TASK REQUIREMENTS
From the entries that follow, gather each line holding the word "Nonnull".
::: MATERIAL FOR THIS TASK
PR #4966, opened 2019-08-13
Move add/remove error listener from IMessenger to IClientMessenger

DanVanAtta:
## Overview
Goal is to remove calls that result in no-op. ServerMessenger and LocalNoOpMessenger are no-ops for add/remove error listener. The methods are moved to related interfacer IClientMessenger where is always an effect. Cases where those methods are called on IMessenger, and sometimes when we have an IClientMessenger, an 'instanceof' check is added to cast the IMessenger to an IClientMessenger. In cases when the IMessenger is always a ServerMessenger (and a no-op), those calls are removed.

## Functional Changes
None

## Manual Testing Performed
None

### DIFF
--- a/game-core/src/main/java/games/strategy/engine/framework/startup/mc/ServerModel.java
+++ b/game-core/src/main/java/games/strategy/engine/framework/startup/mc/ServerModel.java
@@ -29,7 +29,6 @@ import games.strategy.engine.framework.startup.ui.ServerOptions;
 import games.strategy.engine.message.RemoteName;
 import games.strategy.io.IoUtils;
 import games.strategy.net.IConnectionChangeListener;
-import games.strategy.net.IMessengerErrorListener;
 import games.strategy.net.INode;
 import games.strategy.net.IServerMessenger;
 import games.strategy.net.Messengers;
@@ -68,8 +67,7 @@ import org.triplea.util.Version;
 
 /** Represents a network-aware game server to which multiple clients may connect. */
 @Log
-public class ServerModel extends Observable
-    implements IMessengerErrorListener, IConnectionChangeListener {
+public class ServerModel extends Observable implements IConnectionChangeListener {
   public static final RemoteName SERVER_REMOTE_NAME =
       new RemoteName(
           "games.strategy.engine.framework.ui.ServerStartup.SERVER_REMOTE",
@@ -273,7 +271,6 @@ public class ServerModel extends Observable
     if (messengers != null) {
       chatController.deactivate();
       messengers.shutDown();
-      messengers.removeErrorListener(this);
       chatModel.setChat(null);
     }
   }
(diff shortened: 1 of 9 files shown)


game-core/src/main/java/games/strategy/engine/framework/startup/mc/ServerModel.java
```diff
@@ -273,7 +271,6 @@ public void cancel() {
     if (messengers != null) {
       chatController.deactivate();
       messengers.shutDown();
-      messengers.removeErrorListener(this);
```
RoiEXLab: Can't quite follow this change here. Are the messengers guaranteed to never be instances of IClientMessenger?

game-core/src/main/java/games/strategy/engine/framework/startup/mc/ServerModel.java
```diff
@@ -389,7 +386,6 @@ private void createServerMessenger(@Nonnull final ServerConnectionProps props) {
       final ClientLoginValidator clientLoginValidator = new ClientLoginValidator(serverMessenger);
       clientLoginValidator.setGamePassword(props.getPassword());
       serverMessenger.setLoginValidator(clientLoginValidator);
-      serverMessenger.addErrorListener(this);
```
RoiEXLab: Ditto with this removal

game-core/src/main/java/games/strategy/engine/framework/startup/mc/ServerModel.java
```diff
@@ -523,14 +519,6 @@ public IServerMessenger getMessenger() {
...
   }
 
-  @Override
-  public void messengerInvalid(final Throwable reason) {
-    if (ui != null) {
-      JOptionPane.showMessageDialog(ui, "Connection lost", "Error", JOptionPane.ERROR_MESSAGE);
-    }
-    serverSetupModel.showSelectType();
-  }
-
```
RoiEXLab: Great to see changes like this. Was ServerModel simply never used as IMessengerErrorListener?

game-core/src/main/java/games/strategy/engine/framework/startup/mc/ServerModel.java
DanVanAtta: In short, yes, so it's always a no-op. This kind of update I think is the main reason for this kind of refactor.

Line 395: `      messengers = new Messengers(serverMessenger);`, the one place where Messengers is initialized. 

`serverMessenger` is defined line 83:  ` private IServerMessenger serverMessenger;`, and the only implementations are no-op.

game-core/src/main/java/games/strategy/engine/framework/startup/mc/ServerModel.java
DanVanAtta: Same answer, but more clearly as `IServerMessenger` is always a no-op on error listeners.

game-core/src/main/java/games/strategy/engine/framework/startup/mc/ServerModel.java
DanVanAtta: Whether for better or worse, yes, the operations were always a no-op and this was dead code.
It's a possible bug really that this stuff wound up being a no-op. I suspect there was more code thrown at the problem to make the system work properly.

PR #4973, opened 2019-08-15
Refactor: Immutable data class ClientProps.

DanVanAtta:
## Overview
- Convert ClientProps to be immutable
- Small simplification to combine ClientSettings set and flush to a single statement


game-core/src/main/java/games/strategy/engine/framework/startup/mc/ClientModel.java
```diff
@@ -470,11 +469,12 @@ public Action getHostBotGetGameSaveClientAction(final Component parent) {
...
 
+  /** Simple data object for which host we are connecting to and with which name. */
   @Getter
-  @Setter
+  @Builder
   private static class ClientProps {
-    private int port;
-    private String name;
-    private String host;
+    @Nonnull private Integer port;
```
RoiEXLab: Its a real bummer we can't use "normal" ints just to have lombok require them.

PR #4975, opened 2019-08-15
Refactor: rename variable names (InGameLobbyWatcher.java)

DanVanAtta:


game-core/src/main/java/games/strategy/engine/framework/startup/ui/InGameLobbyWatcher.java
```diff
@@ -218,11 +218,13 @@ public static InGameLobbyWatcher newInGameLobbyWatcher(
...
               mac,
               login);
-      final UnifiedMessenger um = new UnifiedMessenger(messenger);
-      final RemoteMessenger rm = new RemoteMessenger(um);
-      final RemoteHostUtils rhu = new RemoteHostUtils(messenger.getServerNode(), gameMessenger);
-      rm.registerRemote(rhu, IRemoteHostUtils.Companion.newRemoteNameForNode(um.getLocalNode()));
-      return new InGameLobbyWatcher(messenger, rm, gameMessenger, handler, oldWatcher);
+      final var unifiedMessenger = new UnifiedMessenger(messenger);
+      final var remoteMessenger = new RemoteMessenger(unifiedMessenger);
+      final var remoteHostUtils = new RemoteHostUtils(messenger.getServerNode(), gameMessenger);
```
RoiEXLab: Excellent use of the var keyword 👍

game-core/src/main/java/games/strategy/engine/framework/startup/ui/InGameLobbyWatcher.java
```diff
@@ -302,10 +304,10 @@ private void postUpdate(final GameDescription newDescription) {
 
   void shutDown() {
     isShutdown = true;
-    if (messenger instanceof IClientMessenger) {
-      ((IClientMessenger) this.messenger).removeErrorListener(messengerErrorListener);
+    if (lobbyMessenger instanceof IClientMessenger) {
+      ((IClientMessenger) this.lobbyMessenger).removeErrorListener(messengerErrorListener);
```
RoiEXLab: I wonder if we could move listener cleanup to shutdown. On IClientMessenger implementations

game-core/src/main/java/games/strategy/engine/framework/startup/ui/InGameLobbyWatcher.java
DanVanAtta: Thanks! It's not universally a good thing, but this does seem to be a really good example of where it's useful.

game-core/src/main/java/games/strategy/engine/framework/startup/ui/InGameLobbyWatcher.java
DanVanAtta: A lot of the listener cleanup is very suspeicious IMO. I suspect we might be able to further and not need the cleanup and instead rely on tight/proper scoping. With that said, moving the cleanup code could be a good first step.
::::::
RESPONSE TO THE TASK
@@ -389,7 +386,6 @@ private void createServerMessenger(@Nonnull final ServerConnectionProps props) {
+    @Nonnull private Integer port;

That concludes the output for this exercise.